PR #969, opened 2019-07-30
Accessibility issues - images (alt, roles, titles)

annielovesjs:
**Addressed these accessibility tasks:**
- Provide descriptive alt tags for all images 
- Ensure that img elements with an svg source includes the role="img"attribute. 
- Better tooltip text/title

**What you can test**
Hover over all the following svg/imgs:
- for right side bar on pages page eye icon (Before: i-show, i-hide, After: show options, hide options)
- for right side bar on pages refresh icon (Before: null, After: reset pages)
- home page image (Before: homesplash8, After: An octowizard creating his full-stack project in space)
- dependency checker (Before: green check mark, After: null)
- summary page image (Before: summarysplash, After: An octowizard launching his project in space)
- home page quickstart wand (Before: i-wand, After: Quick start your webapp)


jcoc611-microsoft (dismissed):

src/client/src/assets/i-reset.svg
```diff
@@ -1,3 +1,3 @@
-<svg alt="reset all pages" width="12" height="13" viewBox="0 0 12 13" fill="none" xmlns="http://www.w3.org/2000/svg">
+<svg alt="reset all pages" width="12" height="13" viewBox="0 0 12 13" fill="none" xmlns="http://www.w3.org/2000/svg"><title>Reset pages</title>
```
SahilTara: This one doesn't have a role is this intended?

annielovesjs: Oops, I accidentally missed that but I just added the role in :)

streetcoder123 (dismissed):

piotrmark (commented):
Is it OK to have English alt text in localized versions of the app?

piotrmark (dismissed):

SahilTara:
@piotrmark For some cases like "web template studio" or something it would be okay I think, but for other things it may not be. Like if im using webts with a diff language it would be nice if the hovers were in that language too. Also side note will the interns localize before they leave at end of august? If so should internationalize the alt tags and anything else

SahilTara (dismissed):

annielovesjs:
> @piotrmark For some cases like "web template studio" or something it would be okay I think, but for other things it may not be. Like if im using webts with a diff language it would be nice if the hovers were in that language too. Also side note will the interns localize before they leave at end of august? If so should internationalize the alt tags and anything else

hmm, yeah I could localize the alt tags by wrapping the svgs in a div and assigning the localized alt to that div; however for the tooltip/hover text, I've tried a couple methods to append the title outside of svg file so it can be localized (I've tried svgr title props, adding <title> elements inside the svg tag) but it doesn't seem to render. I would love to know if you have ideas on how to approach this! The only thing that I can think of that will for sure work is directly including the svg in the ts file so I can directly change the title attribute instead of importing the svg as a react component

streetcoder123 (dismissed):

piotrmark:
> > @piotrmark For some cases like "web template studio" or something it would be okay I think, but for other things it may not be. Like if im using webts with a diff language it would be nice if the hovers were in that language too. Also side note will the interns localize before they leave at end of august? If so should internationalize the alt tags and anything else
> 
> hmm, yeah I could localize the alt tags by wrapping the svgs in a div and assigning the localized alt to that div; however for the tooltip/hover text, I've tried a couple methods to append the title outside of svg file so it can be localized (I've tried svgr title props, adding <title> elements inside the svg tag) but it doesn't seem to render. I would love to know if you have ideas on how to approach this! The only thing that I can think of that will for sure work is directly including the svg in the ts file so I can directly change the title attribute instead of importing the svg as a react component

Ok, we're not localizing the app now :)

piotrmark (dismissed):

Tanya0609 (changes requested):
These two icons are not consistent. Functions has alt, but Cosmos doesn't. 

Also, the framework icons don't have alt text neither.

alt-text

annielovesjs:
@Tanya0609 just added it in :)

ali-kha (dismissed):

Tanya0609 (dismissed):

SahilTara (dismissed):

piotrmark (dismissed):

jcoc611-microsoft (dismissed):

streetcoder123 (dismissed):

ali-kha (dismissed):

ali-kha (approved):

jasmingoh (approved):

SahilTara (approved):

piotrmark (approved):

PR #970, opened 2019-07-30
App Service - create App Service Plan

jasmingoh:
This PR adds a method for creating an App Service Plan (ASP) which is required for creating a web app.

- The payload from client side looks like this:
image

- A basic tier (B1) linux ASP will be create when App Service is selected
    - Reason for not choosing the free tier (F1) ASP is because only one F1 ASP is allowed per subscription. This means that we will need to handle the logics of deleting and/or reusing the free ASP, and that requires a lot more design work and logics
    - B1 ASP is only free for 30 days - we will include a note in the form to notify our users about the free trial (will be addressed in another PR)
- The extension handles the logic of generating a valid ASP name
    - Refactored and reused the code for generating valid resource group name
- The ASP will be deployed into the same resource group as the App Service (web app)
    - This means that the method that creates the ASP can only be called after all new resource groups are created
___
**Test:**
 
- [x] Insert `await AzureServices.createAppServicePlan(message.subscription);` before the return statement in `sendAppServiceSubscriptionDataToClient` (line 129) in `azureServices.ts`.

- [x] Replace the aspSelection in `createAppServicePlan` (line 360) in `azureServices.ts` with 
```
    const aspSelection: AppServicePlanSelection = {
      subscriptionItem: AzureServices.userAppServiceSubsctiptionItemCache,
      resourceGroup: "jasmin-centralus",
      name: "<your-name-here>"
    };
```
- [x] Launch the extension in preview mode, and click on "Add Resource" for App Service in the Azure page
- [x] Select the "GiV.Hackathon" subscription (clicking on the subscription will create the ASP - **this behavior is only for testing**)
- [x] Go to the Azure portal and see if the ASP is created under resource group **jasmin-centralus**
    - The ASP name will look something like `<project name>_<asp>_<timestamp>`
- [ ] **Make sure to delete the resources you created** :)

___
**Note:** ASP creation may fail if you're deploying into a resource group containing an Azure Function App because our function app is using another type of ASP (kind: functionapp)

To avoid this, we will (1) only all our user to only choose an App Service OR a Function App and (2) recommend our users to always deploy their App Service to a new resource group


src/extension/src/azure/azure-app-service/appServiceProvider.ts
```diff
@@ -75,4 +91,68 @@ export class AppServiceProvider {
...
+  // Creates a Basic Tier App Service Plan (ASP)
+  public async createAppServicePlan(
+    aspSelection: AppServicePlanSelection
+  ): Promise<string> {
+    this.setWebClient(aspSelection.subscriptionItem);
+    if (this.webClient === undefined) {
+      throw new AuthorizationError(CONSTANTS.ERRORS.WEBSITE_CLIENT_NOT_DEFINED);
+    }
+    const appServicePlanSelection: AppServicePlan = {
+      kind: OS.Linux,
```
Tanya0609: Maybe it maybe good if you could put a comment here to indicate we choose the default values or those are default values for future maintenance. You don't need to take this advice LOL

src/extension/src/azure/azure-app-service/appServiceProvider.ts
```diff
@@ -75,4 +91,68 @@ export class AppServiceProvider {
...
+    return !exist;
+  }
+
+  private async checkASPExistence(name: string): Promise<boolean> {
+    if (this.webClient === undefined) {
+      throw new AuthorizationError(CONSTANTS.ERRORS.WEBSITE_CLIENT_NOT_DEFINED);
+    }
+    const allASP: AppServicePlanCollection = await this.webClient.appServicePlans.list();
+    return allASP.some(asp => {
+      return asp.name === name;
```
Tanya0609, line 155: Great work :) 

Just curious, will we need another **return** statement inside this .some?

jasmingoh: thanks :)

Yup, some executes a callback function, so we do need the return

Tanya0609 (approved):

piotrmark (approved):
Amazing job!

jsondoo (approved):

···

[Instructions for the task]:
From the very first line of the records down to the line with "Hover over all", please write out each line exactly, including both ends and no other lines.

[Exercise response]:
PR #969, opened 2019-07-30
Accessibility issues - images (alt, roles, titles)

annielovesjs:
**Addressed these accessibility tasks:**
- Provide descriptive alt tags for all images 
- Ensure that img elements with an svg source includes the role="img"attribute. 
- Better tooltip text/title

**What you can test**
Hover over all the following svg/imgs:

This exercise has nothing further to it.